(What needs to be done):
Please give the data again exactly, with no line dropped.

(Recorded information):
PR #453, opened 2015-03-19
Closes #452 - Add shutdown flag to stop main loop of Fluo oracle and wor...

### LINKED ISSUE #452: Add shutdown flag to stop main loop of Fluo oracle and worker
Both processes currently stay running unless you kill them.

mikewalch:
...ker

### DIFF
--- a/modules/cluster/src/main/java/io/fluo/cluster/FluoOracleMain.java
+++ b/modules/cluster/src/main/java/io/fluo/cluster/FluoOracleMain.java
@@ -16,6 +16,7 @@
 package io.fluo.cluster;
 
 import java.io.File;
+import java.util.concurrent.atomic.AtomicBoolean;
 
 import com.beust.jcommander.JCommander;
 import io.fluo.api.config.FluoConfiguration;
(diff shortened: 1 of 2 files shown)


modules/cluster/src/main/java/io/fluo/cluster/FluoOracleMain.java
```diff
@@ -35,11 +35,11 @@
  * Main method of Fluo oracle that can be called within a Twill/YARN application or on its own as a Java application
  */
 public class FluoOracleMain extends AbstractTwillRunnable {
-  
-  public static String ORACLE_NAME = "FluoOracle";
 
   private static final Logger log = LoggerFactory.getLogger(FluoOracleMain.class);
-
+  public static String ORACLE_NAME = "FluoOracle";
+  private static boolean SHUTDOWN = false;
```
keith-turner: maybe non-static volatile

mikewalch: fixed in 3d95ce07415c2 to use AtomicBoolean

(Output of the task):
PR #453, opened 2015-03-19
Closes #452 - Add shutdown flag to stop main loop of Fluo oracle and wor...

### LINKED ISSUE #452: Add shutdown flag to stop main loop of Fluo oracle and worker
Both processes currently stay running unless you kill them.

mikewalch:
...ker

### DIFF
--- a/modules/cluster/src/main/java/io/fluo/cluster/FluoOracleMain.java
+++ b/modules/cluster/src/main/java/io/fluo/cluster/FluoOracleMain.java
@@ -16,6 +16,7 @@
 package io.fluo.cluster;
 
 import java.io.File;
+import java.util.concurrent.atomic.AtomicBoolean;
 
 import com.beust.jcommander.JCommander;
 import io.fluo.api.config.FluoConfiguration;
(diff shortened: 1 of 2 files shown)


modules/cluster/src/main/java/io/fluo/cluster/FluoOracleMain.java
```diff
@@ -35,11 +35,11 @@
  * Main method of Fluo oracle that can be called within a Twill/YARN application or on its own as a Java application
  */
 public class FluoOracleMain extends AbstractTwillRunnable {
-  
-  public static String ORACLE_NAME = "FluoOracle";
 
   private static final Logger log = LoggerFactory.getLogger(FluoOracleMain.class);
-
+  public static String ORACLE_NAME = "FluoOracle";
+  private static boolean SHUTDOWN = false;
```
keith-turner: maybe non-static volatile

mikewalch: fixed in 3d95ce07415c2 to use AtomicBoolean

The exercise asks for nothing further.